■ **Exercise description**
Consider the entries given below. Count the lines that include "ownKeys" and give only the count.

[Stored data entries]
== Segment start ==

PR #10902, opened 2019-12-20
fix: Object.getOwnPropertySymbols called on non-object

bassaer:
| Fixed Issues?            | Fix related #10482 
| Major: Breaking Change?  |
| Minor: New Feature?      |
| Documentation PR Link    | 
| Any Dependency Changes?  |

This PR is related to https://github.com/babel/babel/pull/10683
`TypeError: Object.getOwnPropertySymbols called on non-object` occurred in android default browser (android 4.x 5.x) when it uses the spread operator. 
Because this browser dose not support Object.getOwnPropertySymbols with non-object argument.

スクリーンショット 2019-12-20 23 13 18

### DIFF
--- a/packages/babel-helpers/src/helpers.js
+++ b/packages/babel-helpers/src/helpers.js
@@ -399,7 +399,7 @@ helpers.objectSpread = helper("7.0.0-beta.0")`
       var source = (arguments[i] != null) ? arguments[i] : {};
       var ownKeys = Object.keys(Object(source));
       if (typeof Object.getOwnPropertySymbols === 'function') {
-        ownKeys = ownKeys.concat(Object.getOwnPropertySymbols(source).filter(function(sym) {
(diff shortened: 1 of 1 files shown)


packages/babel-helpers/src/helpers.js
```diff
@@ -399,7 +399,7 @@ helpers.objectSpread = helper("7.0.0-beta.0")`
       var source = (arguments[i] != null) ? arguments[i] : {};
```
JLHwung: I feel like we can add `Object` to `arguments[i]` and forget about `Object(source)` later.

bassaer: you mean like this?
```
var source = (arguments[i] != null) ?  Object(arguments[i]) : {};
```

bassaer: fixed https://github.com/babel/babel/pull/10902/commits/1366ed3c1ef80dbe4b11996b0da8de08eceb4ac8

== Segment end ==

■ **Result below**
2